Ella se fijó en aquel surtido variopinto, y sintió que se le hacía un nudo en la garganta. El abrigo era de piel, viejísimo, desgastado, y con unos agujeros tan grandes que habría podido pasar los dedos por ellos, pero, en efecto, estaba forrado de un pelo grisáceo. También había una gorra negra, de punto, con algunas plumas metidas entre la lana tejida. Y un pedazo de cuero con hebilla que parecía haber formado parte de una brida de caballo, pero que le serviría de cinturón, mejor que la venda que había usado hasta entonces. El Salvaje se había pasado horas buscando todo aquello. Desenterrándolo. Lo mismo que con el agua y con las raíces de cardo.
—Lo que me dijiste sobre mis marcas… mis tatuajes —prosiguió él—. No ibas desencaminada. —Levantó la mirada, y sus ojos se encontraron—. Me llamo Peregrino. Como el halcón peregrino. Pero me llaman Perry.
Así que tenía nombre. Peregrino. Perry. Nueva información que considerar. ¿Le pegaba? ¿Significaba algo? Pero Aria descubrió que no se atrevía siquiera a mirarlo a la cara. Un Salvaje había tenido que explicarle que estaba menstruando. Se mordió el labio inferior hasta que sintió el sabor de la sangre. Se le nubló la vista. Hasta hacía poco tiempo no le había dado demasiada importancia a la sangre. Y ahora, en cambio, no había manera de olvidarse de ella.
—¿Por qué lo has hecho? —le preguntó—. ¿Por qué has ido a buscarme todo esto?
Si había recogido todas aquellas cosas para ella y le había dicho cómo se llamaba tenía que ser porque sentía lástima de ella.
—Lo necesitabas. —Se pasó una mano por la nuca. Después se sentó, apoyó los brazos largos en las rodillas y entrelazó los dedos—. Esta mañana creías que te morías. Pero de todos modos me has entregado el dispositivo ocular. Estabas dispuesta a dármelo por tu propia voluntad.
Aria cogió una piedra. Había empezado a adquirir la costumbre de alinearlas. Por colores. Por tamaños. Por formas. A buscar un sentido en aquella naturaleza aleatoria que en un primer momento le había causado admiración. Ahora observaba aquel fragmento de conglomerado que sostenía en la mano y se preguntaba por qué se habría molestado en guardar algo tan feo y tan poco definido.

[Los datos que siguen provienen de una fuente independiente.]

PR #653, opened 2026-06-01
feat(vad): FSMN-VAD backend (CoreML) [beta]

Alex-Wengg:
> [!NOTE]
> **Beta launch** — this backend ships as a beta: the public API surface and hosted model assets may still change in response to feedback before it is declared stable.

## Summary

Adds **FSMN-VAD** (FunASR, ~5.2M) as a CoreML voice-activity-detection backend. Model: [`FluidInference/fsmn-vad-coreml`](https://huggingface.co/FluidInference/fsmn-vad-coreml).

## Pipeline

```
waveform → [Preprocessor fp32/CPU] → 400-d features (fbank80 + LFR m=5,n=1)
        → [FSMN fp16/ANE, enumerated 512..3072] → [1,T,248] frame scores (col 0 = silence prob)
        → host decision → speech segments [start_ms, end_ms]
```

The **decision** ports FunASR's `FsmnVADStreaming`: per-frame `speech if silence_prob ≤ 0.2`, a 20-frame sliding-window hysteresis (sil→speech / speech→sil at 15), silence→endpoint after `max_end_silence` (800 ms), `lookback`/`lookahead`, and `max_single_segment` (60 s). Audio > ~30 s is processed in chunks; per-frame silence probs are concatenated and the decision runs once.

(RangeDim breaks the FSMN's dilated conv on the BNNS path, so the scorer uses fixed enumerated buckets and the host chunks long audio.)

## Changes

- `ModelNames`: `fsmnVad` `Repo` + `FsmnVad` registry
- `Sources/FluidAudio/VAD/Fsmn/`: `FsmnVadModels`, `FsmnVadManager` (+ `FsmnVadSegment`)
- CLI: `fsmn-vad-segment`

## Verification

On a 20 s clip: `[120, 19960]` vs FunASR `[70, 19980]` — boundaries within ~50 ms. 0.04 s, 0.056 GB peak.

## Notes

- Alternative to FluidAudio's existing `silero-vad`.
- The decision is faithful-to-behavior (matches FunASR within ~50 ms), not a bit-exact port of the full streaming state machine.


LemonCANDY42:
Thanks for adding the FSMN-VAD backend. I’m curious whether there are any existing benchmark comparisons between Ten-VAD and FSMN-VAD for this use case, especially around VAD accuracy and streaming performance/latency. If you’ve already looked at Ten-VAD, I’d be interested to know how it compares as a CoreML VAD candidate.

- https://github.com/ten-framework/ten-vad

Alex-Wengg:
@LemonCANDY42 i have not had the time to benchmark. i am too sure how it performs compared to tad but i think vad silero is still the bset

LemonCANDY42:
> @LemonCANDY42 i have not had the time to benchmark. i am too sure how it performs compared to tad but i think vad silero is still the bset

Got it, thanks.

Sources/FluidAudio/VAD/Fsmn/FsmnVadManager.swift
```diff
@@ -0,0 +1,163 @@
...
+        let chunkSamples = (Self.buckets.last! - Self.windowFrames) * 160
+        var sil: [Float] = []
+        var offset = 0
+        while offset < audio.count {
+            let end = min(offset + chunkSamples, audio.count)
+            let chunk = Array(audio[offset..<end])
+            // Drain CoreML's autoreleased MLMultiArrays per chunk so memory stays
+            // bounded on long audio; otherwise they accumulate across the whole file.
+            let chunkSil = try autoreleasepool { try chunkSilence(chunk) }
+            sil.append(contentsOf: chunkSil)
```
LauraGPT, line 74: The long-audio chunking currently compresses the output timeline. From the published FsmnVadPreprocessor.mlmodelc/model.mil, each chunk uses a valid 400-sample frame convolution with stride 160, prepends two fbank frames, then applies a valid width-5 LFR convolution. Therefore the current 488,320-sample chunk produces:

- floor((488320 - 400) / 160) + 1 = 3050 fbank frames
- 3050 + 2 - 5 + 1 = 3048 output frames

The loop consumes 30,520 ms but appends only 30,480 ms to sil; decide then maps the concatenated index back with frame * 10, losing 40 ms at every boundary. A 60-minute input has 118 chunks and ends up about 4.72 seconds early. It can also miss or perturb speech crossing a boundary because the discarded frontend context is not overlapped.

Please preserve absolute chunk offsets or overlap the frontend context and trim duplicate outputs before concatenation. A regression with speech or impulses immediately before and after at least two chunk boundaries should assert absolute segment timestamps against the FunASR reference, and ensure drift does not grow with chunk count. The existing 20 s fidelity check never enters this path.

LauraGPT (commented):
Found one correctness issue in the long-audio path; details inline.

Lo cierto es que no sabía si le había entregado el Smarteye al forastero en un gesto de nobleza, exactamente. Tal vez. Pero quizá lo hubiera hecho porque sabía que había acertado con los caníbales. Y era cierto: le había salvado la vida. Tres veces.
—Gracias.
A pesar de su empeño, el agradecimiento no sonó demasiado sincero. Ella sabía que necesitaba aquellas cosas, y que necesitaba su ayuda. Pero habría preferido no necesitar nada.
Él asintió.
Permanecieron un rato en silencio. La luz del éter se colaba en la casa decrépita y ahuyentaba las sombras. A pesar del cansancio, los sentidos de Aria se llenaron del frescor del aire acariciándole el rostro. Del peso de la piedra que reposaba en su mano. Del olor polvoriento que envolvía al Salvaje. Aria se oía su propia respiración, y percibía la fuerza silenciosa de la atención de Perry. Se sentía plenamente allí, donde estaba. Con él. Consigo misma.
Jamás había sentido algo así.
—Mi pueblo celebra el primer sangrado —dijo él transcurrido un momento, con voz dulce y profunda—. Las mujeres de la tribu preparan un banquete. Le llevan regalos a la niña… a la mujer. Pasan la noche con ella, todas en la misma casa. Y… después no sé qué ocurre. Mi hermana dice que se explican historias, pero no sé qué historias son. Creo que se cuentan lo que significa sangrar… los cambios que experimenta la mujer.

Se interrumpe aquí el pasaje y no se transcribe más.